I lurked pre-Vordrak, signed up post-Vordrak. Wasn't concerned with maintaining anonymity so much as making worthwhile posts to threads I liked. Site is very informative while not requiring you to interact, but the cows I was interested were having information gaps or lulls in interest that prompted me to start posting.


----------



## Haramburger (May 8, 2018)

Null said:


> Guests typically wait between 6 to 12 months before registering while guest population doubles every year. We're already seeing user counts breach 400 because the oldest lurkers are starting to join. I'm aware of this because I've encountered people who did not know the site went down in 2017, which means the post-Vordrak era lurkers are now engaging as users.

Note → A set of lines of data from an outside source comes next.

PR #14477, opened 2021-04-16
Adding pagination to list of post and comment likers

develric:
Part of the #14137 . This PR adds pagination support for both post and comment likers list. Pagination is using a similar pattern that @planarvoid used for Media that I think should work well in this context as well.

Companion FluxC PR [here](https://github.com/wordpress-mobile/WordPress-FluxC-Android/pull/1965)
Depends on the D60325 endpoint differential (now merged).

<p align=center><image src="https://user-images.githubusercontent.com/47797566/115088327-373d7600-9f10-11eb-9036-7d54f7459199.gif" width=300/></p>

Note that pages are reverse ordered by date_added; also pagination works with 2 parameters sent to API:

- `before`: this contains the oldest date already parsed from the endpoint so that the endpoint knows likers before that date should be sent back. Note that the precision of this date is down to seconds.
- `exclude`: this is an array of user ids (at least one should be present for pages after the first one). Since precision of the `before` date is down to seconds, in the cases where more than liker liked at the same exact second, this reports to the endpoint all the already client known user ids belonging to that second time, so that they are not sent back in the response from the endpoint.

### To test
Note that currently page length is 20.

- Test list of likers with less than 20 items is consistent and rendered as expected
- Test list of likers with more than 20 items is consistent and rendered as expected. Note that in between the pages of length 20 there is a Loader progress element while the next page is recovered
- Test list of likers with more than 1 page (the more likers, the best). Check that no holes are in the list of likers.
- Test the `exclude` pagination pattern. To test this you can use the debugger to force date_added overlaps in the list; also Charles Proxy could in theory be setup to this goal but in case all seems too tricky, ping me and we can setup a test scenario against my sandbox 🙇 
- Smoke test user profile bottom sheet on multiple pages list 
- Retry case: on errors (for example when no network) a Retry button element should be presented instead of the loader progress element. Set airplane mode and swipe to the end of the list of likers. Check you see a retry button, tap on it and confirm nothing changes. Remove the airplane mode and tap again on the Retry button. This time the next page should load (please note that sometimes after removing the airplane some taps are needed until the network connection is actually restored)

## Regression Notes
Feature behind feature flag.

Feature behind feature flag.

Feature behind feature flag.

PR submission checklist:


khaykov (approved):
Works well, @develric ! I found no issues :) As we discussed, I skipped the `exclude` test for now, since the setup is pretty complicated, and we are going to cover it with tests.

Abstract question @Null ; there's no real incentive to drive page views up with no ads but if this site hypothetically had ads, would you be able to tell on your end how much of the activity is actual people lurking/searching for threads about themselves, and which are bots/chinese click farms?

Just idle thoughts from a comment in a cow's thread about game journo sites.


----------



## Null (May 8, 2018)

Haramburger said:


> Abstract question @Null ; there's no real incentive to drive page views up with no ads but if this site hypothetically had ads, would you be able to tell on your end how much of the activity is actual people lurking/searching for threads about themselves, and which are bots/chinese click farms?
> 
> Just idle thoughts from a comment in a cow's thread about game journo sites.


No, but Google AdSense was making about $200/mo in 2016 before getting Vordrak'd without any presence in threads and only three banners: one at the bottom of the sidebar, one at the top of the thread list, one at the bottom of the thread list. If I could place ads at the top and bottom of every thread and with our current traffic it'd probably be thousands of dollars.


----------



## AnOminous (May 8, 2018)

Why isn't this site open to horrifyingly disgusting bestiality porn ads and other shit unless you ball up and join?


----------



## Null (May 8, 2018)

AnOminous said:


> Why isn't this site open to horrifyingly disgusting bestiality porn ads and other shit unless you ball up and join?


Because the money I'd make annoying and chasing off people is less than I'd make enticing users with good practices and accepting donations a year down the road tbh.


----------